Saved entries
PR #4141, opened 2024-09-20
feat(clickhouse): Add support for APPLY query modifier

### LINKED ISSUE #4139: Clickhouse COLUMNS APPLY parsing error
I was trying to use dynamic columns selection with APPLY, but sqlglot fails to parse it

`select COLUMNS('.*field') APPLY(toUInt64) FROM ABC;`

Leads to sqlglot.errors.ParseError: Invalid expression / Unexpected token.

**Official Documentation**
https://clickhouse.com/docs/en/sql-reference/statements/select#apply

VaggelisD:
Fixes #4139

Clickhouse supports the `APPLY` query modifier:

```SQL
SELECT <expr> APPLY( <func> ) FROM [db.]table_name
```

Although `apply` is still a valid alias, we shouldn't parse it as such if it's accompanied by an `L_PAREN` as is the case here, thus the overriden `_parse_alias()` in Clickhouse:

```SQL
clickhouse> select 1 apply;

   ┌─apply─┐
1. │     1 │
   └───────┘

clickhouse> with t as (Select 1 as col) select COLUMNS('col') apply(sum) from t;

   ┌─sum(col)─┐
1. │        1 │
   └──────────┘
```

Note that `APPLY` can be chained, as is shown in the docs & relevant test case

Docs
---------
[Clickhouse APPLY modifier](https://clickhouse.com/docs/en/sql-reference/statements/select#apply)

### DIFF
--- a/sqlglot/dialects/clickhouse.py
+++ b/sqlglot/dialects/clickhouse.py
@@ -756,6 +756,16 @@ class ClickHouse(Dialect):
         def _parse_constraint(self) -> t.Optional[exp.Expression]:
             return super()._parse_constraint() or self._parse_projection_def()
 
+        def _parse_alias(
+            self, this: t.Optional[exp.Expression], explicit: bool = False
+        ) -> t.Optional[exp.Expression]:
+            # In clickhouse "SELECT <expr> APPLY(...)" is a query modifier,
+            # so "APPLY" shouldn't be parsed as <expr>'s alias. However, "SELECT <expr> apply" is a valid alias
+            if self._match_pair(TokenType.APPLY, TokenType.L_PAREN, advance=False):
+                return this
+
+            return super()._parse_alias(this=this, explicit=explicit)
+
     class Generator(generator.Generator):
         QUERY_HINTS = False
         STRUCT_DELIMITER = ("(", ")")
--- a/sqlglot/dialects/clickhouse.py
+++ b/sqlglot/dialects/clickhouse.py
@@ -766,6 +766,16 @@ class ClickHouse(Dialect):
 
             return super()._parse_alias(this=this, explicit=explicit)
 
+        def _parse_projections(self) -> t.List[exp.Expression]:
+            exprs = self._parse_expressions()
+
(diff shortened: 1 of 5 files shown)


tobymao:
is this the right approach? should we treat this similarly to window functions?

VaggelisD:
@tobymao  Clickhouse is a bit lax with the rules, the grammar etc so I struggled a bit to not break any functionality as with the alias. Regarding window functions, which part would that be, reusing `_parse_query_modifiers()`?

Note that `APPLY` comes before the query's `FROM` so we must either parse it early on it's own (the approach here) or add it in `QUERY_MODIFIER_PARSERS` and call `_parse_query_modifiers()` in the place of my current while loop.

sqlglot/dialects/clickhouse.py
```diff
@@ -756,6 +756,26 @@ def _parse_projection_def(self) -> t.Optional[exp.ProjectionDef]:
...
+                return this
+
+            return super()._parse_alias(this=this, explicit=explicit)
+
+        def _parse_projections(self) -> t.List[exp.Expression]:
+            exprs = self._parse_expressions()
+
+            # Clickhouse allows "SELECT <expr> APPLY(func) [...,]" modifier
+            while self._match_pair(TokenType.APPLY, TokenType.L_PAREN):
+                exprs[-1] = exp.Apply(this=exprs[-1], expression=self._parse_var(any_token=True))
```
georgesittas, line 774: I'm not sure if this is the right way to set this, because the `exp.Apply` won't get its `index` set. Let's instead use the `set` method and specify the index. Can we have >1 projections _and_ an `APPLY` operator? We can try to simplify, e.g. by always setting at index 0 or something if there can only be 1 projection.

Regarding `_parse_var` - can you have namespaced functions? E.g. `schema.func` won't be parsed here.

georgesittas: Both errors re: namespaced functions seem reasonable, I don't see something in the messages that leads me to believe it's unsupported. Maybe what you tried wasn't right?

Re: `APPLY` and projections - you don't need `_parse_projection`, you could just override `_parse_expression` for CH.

* * *

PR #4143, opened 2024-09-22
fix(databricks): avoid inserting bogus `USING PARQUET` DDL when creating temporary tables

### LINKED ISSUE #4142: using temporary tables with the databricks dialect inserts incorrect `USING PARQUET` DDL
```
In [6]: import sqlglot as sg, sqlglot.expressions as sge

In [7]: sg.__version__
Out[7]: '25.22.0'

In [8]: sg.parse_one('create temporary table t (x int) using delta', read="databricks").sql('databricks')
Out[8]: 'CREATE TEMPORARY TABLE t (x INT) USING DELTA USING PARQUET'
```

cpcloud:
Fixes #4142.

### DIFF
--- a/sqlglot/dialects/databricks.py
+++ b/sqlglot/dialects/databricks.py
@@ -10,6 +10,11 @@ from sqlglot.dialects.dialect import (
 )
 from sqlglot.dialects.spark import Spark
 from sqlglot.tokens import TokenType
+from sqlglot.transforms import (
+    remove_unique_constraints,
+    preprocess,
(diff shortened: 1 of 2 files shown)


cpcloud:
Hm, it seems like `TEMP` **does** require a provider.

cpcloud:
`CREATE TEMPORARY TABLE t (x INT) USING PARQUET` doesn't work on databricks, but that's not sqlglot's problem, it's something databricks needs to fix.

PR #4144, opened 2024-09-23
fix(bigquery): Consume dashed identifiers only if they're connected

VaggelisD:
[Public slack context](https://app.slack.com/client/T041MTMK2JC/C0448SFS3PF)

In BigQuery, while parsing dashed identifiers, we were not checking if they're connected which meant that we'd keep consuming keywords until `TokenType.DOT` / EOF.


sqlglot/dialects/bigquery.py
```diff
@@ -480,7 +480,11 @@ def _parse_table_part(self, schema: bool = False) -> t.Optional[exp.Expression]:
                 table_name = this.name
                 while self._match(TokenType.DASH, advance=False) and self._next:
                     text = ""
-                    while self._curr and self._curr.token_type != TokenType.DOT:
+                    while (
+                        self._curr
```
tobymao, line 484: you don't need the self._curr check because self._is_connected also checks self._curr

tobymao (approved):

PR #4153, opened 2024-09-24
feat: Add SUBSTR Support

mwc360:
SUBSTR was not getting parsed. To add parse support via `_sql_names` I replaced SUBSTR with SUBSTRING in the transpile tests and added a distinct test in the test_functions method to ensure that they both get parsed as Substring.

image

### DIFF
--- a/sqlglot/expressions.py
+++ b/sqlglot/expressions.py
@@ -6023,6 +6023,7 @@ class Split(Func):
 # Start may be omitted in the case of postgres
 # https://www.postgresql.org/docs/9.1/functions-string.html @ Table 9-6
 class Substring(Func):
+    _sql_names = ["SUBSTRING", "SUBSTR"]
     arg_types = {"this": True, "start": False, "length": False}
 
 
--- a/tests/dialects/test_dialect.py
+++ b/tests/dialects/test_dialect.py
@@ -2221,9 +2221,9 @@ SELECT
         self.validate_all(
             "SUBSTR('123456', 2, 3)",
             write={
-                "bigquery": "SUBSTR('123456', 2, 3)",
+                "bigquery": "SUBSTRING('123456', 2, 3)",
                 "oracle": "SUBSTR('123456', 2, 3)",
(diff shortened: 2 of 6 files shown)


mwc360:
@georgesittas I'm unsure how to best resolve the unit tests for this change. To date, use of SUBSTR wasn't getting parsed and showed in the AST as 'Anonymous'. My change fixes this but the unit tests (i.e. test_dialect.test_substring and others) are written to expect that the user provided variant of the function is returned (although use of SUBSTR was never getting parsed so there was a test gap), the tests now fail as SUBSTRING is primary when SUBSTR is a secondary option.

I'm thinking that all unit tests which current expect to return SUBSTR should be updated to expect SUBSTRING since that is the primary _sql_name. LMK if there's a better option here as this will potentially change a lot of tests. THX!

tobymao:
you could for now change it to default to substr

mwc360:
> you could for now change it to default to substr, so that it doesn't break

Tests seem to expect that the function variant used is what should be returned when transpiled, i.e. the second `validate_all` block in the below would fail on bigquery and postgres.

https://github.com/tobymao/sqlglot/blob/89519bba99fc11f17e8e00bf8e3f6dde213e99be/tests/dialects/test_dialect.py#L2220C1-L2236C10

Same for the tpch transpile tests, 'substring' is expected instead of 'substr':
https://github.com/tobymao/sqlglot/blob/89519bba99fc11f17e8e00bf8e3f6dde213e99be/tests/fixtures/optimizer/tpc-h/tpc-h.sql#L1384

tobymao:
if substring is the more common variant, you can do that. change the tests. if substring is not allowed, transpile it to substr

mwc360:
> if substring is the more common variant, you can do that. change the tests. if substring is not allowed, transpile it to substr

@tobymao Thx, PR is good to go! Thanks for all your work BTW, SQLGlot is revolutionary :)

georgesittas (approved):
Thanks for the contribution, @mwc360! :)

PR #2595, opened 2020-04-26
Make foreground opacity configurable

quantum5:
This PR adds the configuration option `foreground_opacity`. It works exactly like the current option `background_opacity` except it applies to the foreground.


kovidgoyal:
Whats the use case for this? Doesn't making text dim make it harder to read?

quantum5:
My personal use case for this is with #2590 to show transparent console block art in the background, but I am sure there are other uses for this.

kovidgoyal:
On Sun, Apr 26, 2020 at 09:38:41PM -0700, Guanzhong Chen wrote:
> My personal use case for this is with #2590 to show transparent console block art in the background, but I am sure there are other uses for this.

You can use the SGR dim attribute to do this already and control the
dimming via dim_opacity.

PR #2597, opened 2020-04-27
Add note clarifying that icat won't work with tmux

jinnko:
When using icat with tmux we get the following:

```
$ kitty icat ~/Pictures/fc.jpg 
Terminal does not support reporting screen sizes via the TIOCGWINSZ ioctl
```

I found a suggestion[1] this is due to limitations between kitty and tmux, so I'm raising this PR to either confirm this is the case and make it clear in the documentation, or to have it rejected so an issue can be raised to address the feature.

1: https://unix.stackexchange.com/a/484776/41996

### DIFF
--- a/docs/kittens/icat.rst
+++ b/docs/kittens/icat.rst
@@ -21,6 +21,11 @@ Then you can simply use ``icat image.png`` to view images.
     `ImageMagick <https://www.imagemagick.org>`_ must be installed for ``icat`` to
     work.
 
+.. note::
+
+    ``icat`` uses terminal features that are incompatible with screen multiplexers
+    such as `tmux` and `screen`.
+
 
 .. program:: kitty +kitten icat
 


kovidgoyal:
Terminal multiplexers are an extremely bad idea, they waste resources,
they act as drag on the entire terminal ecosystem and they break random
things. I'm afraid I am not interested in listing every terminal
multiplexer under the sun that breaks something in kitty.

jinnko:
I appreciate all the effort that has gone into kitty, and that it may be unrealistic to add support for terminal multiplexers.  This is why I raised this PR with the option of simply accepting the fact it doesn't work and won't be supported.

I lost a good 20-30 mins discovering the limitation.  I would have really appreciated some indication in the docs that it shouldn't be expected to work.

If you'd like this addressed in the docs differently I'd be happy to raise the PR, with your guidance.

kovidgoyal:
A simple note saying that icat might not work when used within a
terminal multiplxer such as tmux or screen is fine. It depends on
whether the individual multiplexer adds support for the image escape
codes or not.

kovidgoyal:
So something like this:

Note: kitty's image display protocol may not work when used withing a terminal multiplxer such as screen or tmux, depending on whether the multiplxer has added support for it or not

*WHAT THE EXERCISE ASKS*. A single number is asked for: how many lines in the entries above hold the string "whether".

*TASK SOLUTION*. 2